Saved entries
========

Issue #271, opened 2018-01-03
Evaluation Pipeline for Models


WGierke:
As discussed in #131 it would be helpful to have a consistent pipeline to evaluate prediction models. This way we get to know how well the currently implemented models are, which ones need to be improved and how well a new model performs. The pipeline should calculate the appropriate metrics that have been specified in #221 while some of the [are already available here](https://github.com/concept-to-clinic/concept-to-clinic/blob/master/prediction/src/algorithms/segment/src/evaluate.py).

## Acceptance Criteria
- [ ] all evaluation methods take a model and a parameter whether to use 5-fold validation or a test set (default)
- [ ] for classification calculate accuracy, Log Loss
- [ ] for identification calculate accuracy, Log Loss
- [ ] for segmentation calculate Dice coefficient, Hausdorff distance, Jaccard index, sensitivity, specificity
- [ ] for all of them calculate data IO, disk space usage, memory usage, prediction time (if not (easily) possible, specify why and how to manually measure it)
- [ ] for all of them calculate the training time

Please refer to [the PR template](https://github.com/concept-to-clinic/concept-to-clinic/blob/master/.github/PULL_REQUEST_TEMPLATE.md) for further explanations of the metrics.

vessemer:
For the both identification and classification (false positive reduction) tasks was proposed a handy evaluation [framework](https://luna16.grand-challenge.org/evaluation/) by the LUNA16 authors. 
They employed Free-Response Receiver Operating Characteristic ([FROC](https://doi.org/10.1093/jicru/ndx009)) and competition performance metric ([CPM](https://doi.org/10.1109/TMI.2010.2072789)). It computes an average of the seven sensitivities measured at several false positives per scan (FPPS) thresholds, more concretely, at each FPPS ∈ {0.125, 0.25, 0.5, 1, 2, 4, 8} true positive rate was computed. Mean of which forms the CPM. From my point of view, it worth to pay attention to the CPM neither the logloss.
I can work on that to adjust their pipeline, if no one mind.

reubano:
@vessemer great observation! I see that they provide evaluation code as well. So yes, adjusting it to fit our use case will be extremely useful!

PR #290, opened 2018-01-19
#271 Classification Evaluation

WGierke:
I'm currently adding the possibility to evaluate a classification model based on the LIDC dataset as described in #271. Furthermore, I'm currently benchmarking the model that's implemented at the moment.
Even if I still haven't finished, I wanted to show you what I'm currently working at.

## CLA

### DIFF
--- a/prediction/requirements/base.txt
+++ b/prediction/requirements/base.txt
@@ -10,3 +10,4 @@ opencv-python==3.3.0.10
 pandas==0.20.3
 scikit-image==0.13.0
 SimpleITK==1.0.1
+tqdm==4.19.5
--- a/prediction/src/algorithms/classify/src/gtr123_model.py
+++ b/prediction/src/algorithms/classify/src/gtr123_model.py
@@ -208,7 +208,6 @@ class CaseNet(nn.Module):
         """
         xsize = xlist.size()
         corrdsize = coordlist.size()
-        print(xsize)
         # xlist = xlist.view(-1,xsize[2],xsize[3],xsize[4],xsize[5])
         # coordlist = coordlist.view(-1,corrdsize[2],corrdsize[3],corrdsize[4],corrdsize[5])
 
--- a/prediction/src/algorithms/evaluation/evaluation.py
+++ b/prediction/src/algorithms/evaluation/evaluation.py
@@ -2,17 +2,18 @@
 This file contains logic to evaluate the prediction models.
 """
 import os
-import sys
-
-sys.path.insert(0, os.path.abspath(os.path.join(os.path.dirname(os.path.realpath(__file__)), '..', '..', '..')))
 
 import numpy as np
 import pylidc as pl
-from config import Config
-from src.algorithms.classify import trained_model
 from tqdm import tqdm
-from src.preprocess.lung_segmentation import get_z_range
+from src.algorithms.classify import trained_model
 from src.algorithms.evaluation.metrics import get_accuracy, logloss
+from src.preprocess.lung_segmentation import get_z_range
+
+try:
+    from ....config import Config
+except ValueError:
+    from config import Config
 
 CONFIDENCE_THRESHOLD = 0.5
 
--- a/prediction/src/algorithms/evaluation/evaluation.py
+++ b/prediction/src/algorithms/evaluation/evaluation.py
@@ -1,0 +1,58 @@
+"""
+This file contains logic to evaluate the prediction models.
+"""
+import os
+import sys
+
+sys.path.insert(0, os.path.abspath(os.path.join(os.path.dirname(os.path.realpath(__file__)), '..', '..', '..')))
+
+import numpy as np
+import pylidc as pl
+from config import Config
+from src.algorithms.classify import trained_model
+from tqdm import tqdm
+from src.preprocess.lung_segmentation import get_z_range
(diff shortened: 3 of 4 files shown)


prediction/src/algorithms/evaluation.py
```diff
@@ -0,0 +1,58 @@
...
+    log_losses = []
+
+    for scan in tqdm(scans[:5]):
+        dicom_path = os.path.join(Config.SMALL_DICOM_PATHS, scan.patient_id, scan.study_instance_uid,
+                                  scan.series_instance_uid)
+        min_z, max_z = get_z_range(dicom_path)
+        nodule_list = []
+        for annotation in scan.annotations:
+            centroid_x, centroid_y, centroid_z = annotation.centroid()
+            z_index = int((centroid_z - min_z) / scan.slice_thickness)
```
WGierke: This step should maybe be transferred to an other location where it can also be tested separately. Computing the slice index from the relative image positions still feels a bit hacky.

WGierke:
The current implementation takes 8.5h to run, gives an average accuracy/precision of 10% and an average loss of 3.55 :/

prediction/src/algorithms/evaluation.py
WGierke: @Serhiy-Shekhovtsov @vessemer Do you have experience with getting the slice index from the ImagePositient information? The DICOM images have ImagePosition information (z_axis) from e.g. -435 to -63. The nodule has one of -252 so we're required to calculate the slice index (here: 61) out of that. Do you know whether that's the right way or whether we are already doing this somewhere?

Serhiy-Shekhovtsov: Is [this](https://github.com/concept-to-clinic/concept-to-clinic/blob/666fb1bf410cbd80eb7928d0e3c5f2433ad668a5/prediction/src/preprocess/load_ct.py#L185) what you are looking for?

Serhiy-Shekhovtsov: The offset then used [here](https://github.com/concept-to-clinic/concept-to-clinic/blob/413bc74311579bc3eaa9ba9a147eb8bdc937b093/prediction/src/preprocess/preprocess_ct.py#L167) to convert the coordinates

```
    coord = np.rint((coord - np.array(origin)) * np.array(spacing))
```

prediction/src/algorithms/evaluation.py
```diff
@@ -0,0 +1,58 @@
...
+def logloss(true_label, predicted, eps=1e-15):
+    """Calculate the logarithmic loss (http://wiki.fast.ai/index.php/Log_Loss)"""
+    p = np.clip(predicted, eps, 1 - eps)
+    if true_label == 1:
+        return -np.log(p)
+    else:
+        return -np.log(1 - p)
+
+
+def evaluate_classification(model_path=None):
```
vessemer: Will it be better to make evaluation functionality console executable with appropriate metrics and directories arguments? Mean, that this is a bit out of user usage. 
I'd also suggest to put all metrics in a different file.

prediction/src/algorithms/evaluation.py
```diff
@@ -0,0 +1,58 @@
...
+import pylidc as pl
+from config import Config
+from classify import trained_model
+from tqdm import tqdm
+from src.preprocess.lung_segmentation import get_z_range
+
+CONFIDENCE_THRESHOLD = 0.5
+
+
+def get_accuracy(TP, TN, FP, FN):
```
reubano: would you be able to use more descriptive variable names?

WGierke: Sure. Do you maybe see any major flaws in the implemented logic of the whole file? I'm just asking because an accuracy of 10% seems pretty low to me.

reubano:
It looks good, and no I don't see any major flaws. If someone with more experience in applying these metrics to CT scans has suggestions he/she can always improve this with future PRs. It also seems like the `sys.path.insert...` isn't making Travis happy. I'll see what can be done about that.

reubano:
This is what I got...

`prediction/src/algorithms/evaluation/evaluation.py`

```python
import os

import numpy as np
import pylidc as pl

try:
    from ....config import Config
except ValueError:
    from config import Config

...
```

`src/tests/test_evaluate_classification.py`

```python
from ..algorithms.evaluation.evaluation import evaluate_classification


def test_evaluate_classification(model_path=None):
    assert evaluate_classification(model_path)
```

run with `docker-compose -f local.yml run prediction pytest src/tests/test_evaluate_classification.py`

I believe you'll also have to add `tdmq` to the requirements and fix whatever remaining style errors you may see via `flake8 prediction`

WGierke:
@reubano Done. Thanks!

lamby:
Awesome :)

prediction/src/algorithms/evaluation.py
vessemer: @WGierke, @Serhiy-Shekhovtsov, I've missed that, it should be `np.rint((coord - np.array(origin)) / np.array(spacing))`, also I didn't get for what reason, @Serhiy-Shekhovtsov, you remove [this](https://github.com/concept-to-clinic/concept-to-clinic/blame/a2b55a863877ac790292969ce072903d552f3abc/prediction/src/preprocess/preprocess_ct.py#L145) line, I should missing something :/

PR #292, opened 2018-01-22
#271 LUNA16 evaluation

vessemer:
This allows to compute [FROC](https://doi.org/10.1093/jicru/ndx009) and [CPM](https://doi.org/10.1109/TMI.2010.2072789) metrics with bootstrapping for the classification and detection tasks.

## Description
Free-Response Receiver Operating Characteristic ([FROC](https://doi.org/10.1093/jicru/ndx009)) and competition performance metric ([CPM](https://doi.org/10.1109/TMI.2010.2072789)). It computes an average of the seven sensitivities measured at several false positives per scan (FPPS) thresholds, more concretely, at each FPPS ∈ {0.125, 0.25, 0.5, 1, 2, 4, 8} true positive rate was computed. Mean of which forms the CPM as discussed in #271. 

## Reference to official issue
This reference to the #271.

## How Has This Been Tested?  
froc_3dlrcnn

[CPM](https://doi.org/10.1109/TMI.2010.2072789) over 10-Fold cross validation:

| 0.125 | 0.25 | 0.5 | 1 | 2 | 4 | 8 | Score ([CPM](https://doi.org/10.1109/TMI.2010.2072789)) |
|:-----:| ----- | ----- | ----- | ----- | ----- | ----- |:-----:|
| 0.595 | 0.670 | 0.731 |  0.793 |  0.835 | 0.868 | 0.887 | 0.76 |

## CLA
- [x] I have signed the CLA; if other committers are in the commit history, they have signed the CLA as well

Issue #131, opened 2017-09-20
Continuous improvement of nodule classification models (see #2)


isms:
## Overview

We want to continuously improve the accuracy and reliability of models developed for nodule classification. This is a continuation of #2 and will remain open indefinitely.

**Note:** Substantive contributions are currently eligible for increased point awards.

Design doc reference:
[Jobs to be done > Detect and select > Prediction service](https://concept-to-clinic.readthedocs.io/en/latest/design-doc.html#prediction-service)

## Acceptance criteria

 - [ ] trained model for classification
 - [ ] documentation for the trained model (e.g., cross validation performance, data used) and how to re-train it

*NOTE: All PRs must follow the standard PR checklist.*

WGierke:
Maybe we should proceed in small steps by e.g. first adding evaluation methods that cover most of the metrics introduced in #221 so we can have a more standardized way to determine those metrics? This way we would also be able to quickly determine the quality of the current implementations of the identification, classification and segmentation algorithms. This would in turn make it easier to focus first on the algorithm that is performing the worst so far. Any thoughts @isms @reubano @lamby ?

pjbull:
For folks who are interested, see the latest announcement here:
https://concepttoclinic.drivendata.org/newsfeed

There are a limited number of AWS credits available for folks to continue to make progress on these algorithms.

WGierke:
Thanks @pjbull !
I contacted the DrivenData team and asked for credits. If they can provide me with some, I'd like to work on this issue. Once I get their answer, I'll update this comment with the current state for transparency reasons.

Serhiy-Shekhovtsov:
@WGierke, I have create a virtual machine, the support should increase the instances limit anytime soon, and then the machine will be ready for use. Also, I have plenty of time for upcoming week. So, if you have some ideas, we can work together on the issue and share the points and the fun :)
If this sounds good to you, please, [contact me](https://gitter.im/Serhiy-Shekhovtsov) on Gitter.

Serhiy-Shekhovtsov:
@reubano, @pjbull what @WGierke [said here](https://github.com/concept-to-clinic/concept-to-clinic/issues/131#issuecomment-351563298) makes perfect sense to me. If the score for those metrics is a required part of models improvement it would be nice to have a set of standard tests for them.
I am happy to take part in it's development. What do you think?

reubano:
[...]

PR #298, opened 2018-01-24
Classification model pipeline

vessemer:
Pipeline to train and predict by the model was provided along with an interface for `classification_model`. 

#131 

## Metrics:
Model' CPM score was described in PR #292:

[CPM](https://doi.org/10.1109/TMI.2010.2072789) over 10-Fold cross validation:

| 0.125 | 0.25 | 0.5 | 1 | 2 | 4 | 8 | Score ([CPM](https://doi.org/10.1109/TMI.2010.2072789)) |
|:-----:| ----- | ----- | ----- | ----- | ----- | ----- |:-----:|
| 0.595 | 0.670 | 0.731 |  0.793 |  0.835 | 0.868 | 0.887 | 0.76 |   

froc_3dlrcnn  

| Item | Config |
| :---: | :----: |
| GPU | NVIDIA TITAN X |
| GPU memory usage | 12GiB for batch size 32 | 

## CLA


vessemer:
Currently, I'm working on the training part adjustment of `grt123` algorithm.

prediction/src/algorithms/classify/src/classification_model.py
```diff
@@ -0,0 +1,119 @@
...
+    """
+
+    Args:
+        init_model (bool | str): whether to initialise the model.
+            If str, then the model will be loaded from the init_model
+            path.
+        pull_size (int): maximum amount of batches allowed to be stored in RAM.
+    """
+
+    @abc.abstractmethod
```
reubano: what does `abstractmethod` do in this case? Python docs say, 

> Using this decorator requires that the class’s metaclass is ABCMeta or is derived from it. 

Also, why not use a new style class, i.e., `class ClassificationModel(object):`

reubano:
Restarted the travis build since the error occurred before even reaching the tests.

vessemer:
Okh, [this](https://github.com/concept-to-clinic/concept-to-clinic/blame/413bc74311579bc3eaa9ba9a147eb8bdc937b093/prediction/src/preprocess/preprocess_ct.py#L167) line along with removal [this](https://github.com/concept-to-clinic/concept-to-clinic/blame/fc9137c2c110f035cdd068bf4b2a5ec479357fc2/prediction/src/preprocess/preprocess_ct.py#L111) one makes me suffer for a while and force to code and tests updates. Unfortunately, at the moment of PR #272 I did not have the opportunity to provide a review, now to be clear:
First: `ndarray` coordinates of the real world point should be computed in this way: `(point - origin) / spacing`and not [`(point - origin) * spacing`](https://github.com/concept-to-clinic/concept-to-clinic/blame/fc9137c2c110f035cdd068bf4b2a5ec479357fc2/prediction/src/preprocess/preprocess_ct.py#L111), where `spacing` is the shape of one voxel in real-world units. 
Second: `meta.spacing` stores information of aforementioned voxel's shape, and if we apply affine transformation such as zoom, then `meta.spacing` should changes too, which is not the previous behaviour. The way that `preprocess_ct.PreprocessCT` handle `spacing` parameter is to zoom an ndarray exactly to this new `spacing` by setting `zoom_fctr` to be `old_spacing / new_spacing` this means that we need no more to store the `old_spacing` in `meta` and at the same time it's enough to store only current spacing for real-world - ndarray coordinates translations. That's why [this](https://github.com/concept-to-clinic/concept-to-clinic/blame/fc9137c2c110f035cdd068bf4b2a5ec479357fc2/prediction/src/preprocess/preprocess_ct.py#L111) line is important.
This mistakes were propagated to the tests in a way of coordinates picking.

Quick check:
tmp

prediction/src/algorithms/classify/src/classification_model.py
vessemer: Indeed, thanks :)

lamby:
@vessemer Can you rework your previous comment into the code itself? Remarks here are really really useful (!) but it won't be clear to anyone following the codebase later, you see...

vessemer:
@lamby, good point, done :)

lamby:
Thanks!

prediction/src/tests/test_classification.py
```diff
@@ -1,24 +1,24 @@
...
-
+# def test_classify_predict_load(metaimage_path, model_path):
+#     assert not trained_model.predict(metaimage_path, [], model_path)
+#
+#
+# def test_classify_dicom(dicom_paths, nodule_locations, model_path):
+#     predicted = trained_model.predict(dicom_paths[0], nodule_locations, model_path)
+#     assert predicted
+#     assert 0 <= predicted[0]['p_concerning'] <= 1
+#
```
reubano: Why comment out these tests? Anything else needed to keep them passing?

vessemer: Not at all, just forget to uncomment them, done [here](https://github.com/concept-to-clinic/concept-to-clinic/pull/304)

========

Prompt
From the data above, show each line that contains "their".

Result
I can work on that to adjust their pipeline, if no one mind.
I contacted the DrivenData team and asked for credits. If they can provide me with some, I'd like to work on this issue. Once I get their answer, I'll update this comment with the current state for transparency reasons.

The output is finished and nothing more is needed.